Owen-Jones: "Le Mans ist einzigartig und jedes Mal unglaublich, aber als jemand, der drei Schwestern hat, habe ich vor langer Zeit gelernt, niemanden zu bevorzugen. Ich liebe sie alle! Wer würde gerne Spa verpassen? Das ist die schönste Rennstrecke der Welt. Wer würde gerne Silverstone verpassen, die Heimstrecke vieler Fahrer und Teams? Gleiches gilt für das Rennen in Japan, der Heimat eines der beiden Wettbewerber um die Meisterschaft in der LMP1. Sie können sicher sein, dass es ein unglaubliches Rennen werden wird."

"Dann gibt es die neue Strecke in Austin, wo wir sicherlich auch eine großartige Veranstaltung erleben werden. Das ist eine gute Balance zwischen brandneuen Strecken und den historischen Kursen in Europa. Ich habe auch ein Faible für Bahrain, denn ein bestimmtes Team leistet dort hervorragende Arbeit und heißt uns immer besonders herzlich willkommen. Ich bin mir sicher, dass alle Veranstaltungen sehr spannende Rennen bieten werden. Ich werde bei mindestens der Hälfte vor Ort sein."

Frage: "Zusammengefasst: Was bedeutet Ihnen der Langstreckensport?"
Owen-Jones: "Langstrecken-Rennen sind deshalb so attraktiv, weil sie von Natur aus sehr spannend sind. In einigen anderen Meisterschaften müssen die Organisatoren Neuerungen einführen, um die Aufmerksamkeit der Medien und der Öffentlichkeit zu erregen. Langstrecken-Rennen haben das nicht nötig, sie sind ein natürliches Drama."

"Im letzten Moment zu bremsen, Autos, die in Führung liegend in Unfälle verwickelt werden, Strategien, die nicht aufgehen oder Regen, den niemand erwartet hatte - all das führt zu unerwarteten Dramen.
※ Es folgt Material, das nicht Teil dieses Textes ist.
PR #4706, opened 2025-02-14
Address some subtle bugs in the changed Newmark integration method.

tupek2:
Changes to the Newmark integration broke a Serac test.  It looks like the new behavior never allocates state[0] (the acceleration), so the initialization solve is called every timestep.  Also, I don't think it makes sense to ever do MidPointStep(x, dxdt, t, dt) for the first step of Newmark?  Certainly its non-standard.  I'd suggest removing that option, but if there is a good reason, OK.  I presume we are the main users of this functionality at the moment.

| [#4706](https://github.com/mfem/mfem/pull/4706) | @tupek2 | @tzanio | @tzanio + @cjvogl | 2/17/25 | 2/25/25 | 2/26/25 | |

<details>
    
- [ ] Code builds.
- [ ] Update `CHANGELOG`:
- [ ] Update `INSTALL`:
    - [ ] `.github`
    - [ ] `.appveyor.yml`
- [ ] Update `.gitignore`:
- [ ] New examples:
- [ ] New miniapps:
- [ ] New capability:
</details>


tzanio:
@tupek2, is this `ready-for-review`? (see [CONTRIBUTING.md](https://github.com/mfem/mfem/blob/master/CONTRIBUTING.md#quick-summary))

tupek2:
Yes, I'm pretty confident the old version had an issue, but I'm not sure on the correct fix, or, for that matter, how to create a small reproducer.

tzanio:

linalg/ode.cpp
```diff
@@ -1161,17 +1161,11 @@ void NewmarkSolver::Step(Vector &x, Vector &dxdt, real_t &t, real_t &dt)
...
-      if (no_mult)
-      {
-         MidPointStep(x, dxdt, t, dt);
-         return;
-      }
-      else
-      {
-         f->Mult(x, dxdt, state[0]);
-      }
+      state[0].SetSize(f->Width());
```
cjvogl, line 1166: I apologize for the (likely naive) confusion with the `NewmarkSolver`... when do we expect either `state.Size() == 0` or `state[0].Size() == 0`? My understanding is that after `SecondOrderODESolver::Init` is called, `NewmarkSolver.state` should have size `1` with `state[0]` having size `f->Width()`. Is the size of `state` or `state[0]` altered by another function call?

tupek2: There was apparently a recent refactor in mfem (late last fall, I think) to have the time integrators use this state array.  I don't fully understand it, but it broke our usage of Newmark, which previously had a simpler implementation.  We are trying to merge the latest mfem, but this is blocking us.  I was hoping maybe the new design was understood better internally, as a lot of the behavior is truly befuddling to me.  I can dig in more to answer these questions, and they are more or less the same questions I have.  The version I have up there does seem to fix our test, which is nice, but I'm not sure if its the 'right' solution.

cjvogl: Right, for what it's worth, I believe the relevant PR was https://github.com/mfem/mfem/pull/3480 which was author by @IdoAkkerman .  Instead of imposing the use of `ODEStateVector` by adding it as a protected member variable in the base class `SecondOrderODESolver`, I think it's better to let the derived classes of `SecondOrderODESolver` decide the best implementation.  I'll take a pass at what this would like like.

cjvogl: Ok, more specifically relevant to this PR is the commit https://github.com/mfem/mfem/commit/77d3c64a0dca68351484e7be1693f7d1ea7d63dc, which changed
1. refactoring of using of a boolean `first` that would have triggered the conditional statement this comment thread is attached to
2. changing from use of `Vector dxdt2` in `SecondOrderODESolver` to `ODEStateDataVector state` (which is effectively a `std::vector<Vector>`) ... I suppose this change was intended for future support of multi-step second-order method, but @IdoAkkerman would need to confirm that.  In the meantime, I'll propose a more minimal change than reverting to `Vector dxdt`.

cjvogl: Sorry for the many messages, but I think I now see what is going on.  In `master`, the conditional statement `if (state.Size() == 0)` will be triggered after `SecondOrderODESolver::Init` because even though `state[0]` is initialized, the number of states `ss` is set to 0.  The **bug** that I believe is causing the test failure is that `if (state.Size()) == 0` will **always** trigger, because `ss` is never changed.

I'll add a suggestion to fix this without modifying the current use of `ODEStateDataVector`, although I wouldn't be opposed to reverting `SecondOrderODESolver` to use `Vector` (which I find more clear) instead of `ODEStateDataVector`.

cjvogl: Sorry (yet again): GitHub is not letting me do a "suggestion", so here's the patch I propose to fix the bug with minimal changes to `master`, which is effective reverting the changes currently in the PR to be replaced by a call to `ODEStateDataVector::Increment`:
```bash
diff --git a/linalg/ode.cpp b/linalg/ode.cpp
index a4a3718827..14a2ec173c 100644
--- a/linalg/ode.cpp
+++ b/linalg/ode.cpp
@@ -1161,11 +1161,18 @@ void NewmarkSolver::Step(Vector &x, Vector &dxdt, real_t &t, real_t &dt)
    real_t fac4 = gamma;

    // In the first pass compute d2xdt2 directly from operator.
-   if (state[0].Size() == 0)
+   if (state.Size() == 0)
    {
-      state[0].SetSize(f->Width());
-      state[0] = 0.0;
-      f->Mult(x, dxdt, state[0]);
+      state.Increment();
+      if (no_mult)
+      {
+         MidPointStep(x, dxdt, t, dt);
+         return;
+      }
+      else
+      {
+         f->Mult(x, dxdt, state[0]);
+      }
    }
    f->SetTime(t + dt);

@@ -1232,6 +1239,7 @@ void GeneralizedAlpha2Solver::Step(Vector &x, Vector &dxdt,
    // In the first pass compute d2xdt2 directly from operator.
    if (state.Size() == 0)
    {
+      state.Increment();
       if (no_mult)
       {
          MidPointStep(x, dxdt, t, dt);
diff --git a/linalg/ode.hpp b/linalg/ode.hpp
index 7844cc157b..4cda534469 100644
--- a/linalg/ode.hpp
+++ b/linalg/ode.hpp
@@ -808,12 +808,14 @@ class NewmarkSolver : public SecondOrderODESolver
 {
 private:
    real_t beta, gamma;
+   bool no_mult;

 public:
    NewmarkSolver(real_t beta_ = 0.25, real_t gamma_ = 0.5, bool no_mult_ = false)
    {
       beta = beta_;
       gamma = gamma_;
+      no_mult = no_mult_;
    };

    void PrintProperties(std::ostream &os = mfem::out);
```

cjvogl (changes requested):

linalg/ode.cpp
cjvogl: Thanks for uncovering the bug!  I've applied the patch in PR #4706 as opposed to applying it, just in case I've actually broken things... if everything works on your end, you can merge it into this branch and I'll approve this PR (although I'm open to other workflows).

tupek2: The patch gets all our tests to pass, is simpler and more consistent with the new style going forward, and now I understand 90% of the issues I was having prior to the fix, which is an improvement (I still don't know how more of our tests in serac didn't catch this, but whatever).  Thanks again!

cjvogl (approved):

tzanio:
@IdoAkkerman, can you take a look when you have some time?

linalg/ode.cpp
```diff
@@ -1163,6 +1163,7 @@ void NewmarkSolver::Step(Vector &x, Vector &dxdt, real_t &t, real_t &dt)
    // In the first pass compute d2xdt2 directly from operator.
    if (state.Size() == 0)
    {
+      state.Increment();
```
cjvogl, line 1166: Should this be after the `if(no_mult)` conditional?  I ask because the control flow for `NewmarkSolver::Step` seems to be different than `GeneralizedAlpha2Solver::Step` when `no_mult==True`, i.e.,
- in `NewmarkSolver::Step` with `no_mult==True`, `state.Size() == 0` will evaluate to `True` only once because the call to `state.Increment()`
- in `GeneralizedAlpha2Solver::Step` with `no_mult==True`, `state.Size()==0` will always evaluate to `True` because the call to `state.Increment()` is never reached.

I realize there is some irony in my asking a question about this line as the author of the commit that added it.

cjvogl: After seeing ba36f8f, I'm marking this as resolved.

tupek2: OK, thanks.  I made the change as you suggested.  At the very least to keep the different integrators more consistent!

tzanio (approved):
Thanks @tupek2

tzanio:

Es scheint nie so zu verlaufen, wie man es erwartet. Das alles zusammen sorgt für spannende Rennen. Bei uns geht es wirklich mehr um die Teams als um egoistische Persönlichkeiten. Niemand gewinnt ein Langstrecken-Rennen, wenn er sich nicht auf den Teamgeist einlässt."

"Das bedeutet, dass man dass Auto für denjenigen, der als Nächster einsteigt, in bestmöglichen Zustand belassen und mit ihm zusammenarbeiten muss. Wir sprechen auch in anderen Motorsport-Kategorien vom Teamgeist, aber im Langstreckensport musst du wirklich ein Teamplayer sein, wenn du gewinnen willst."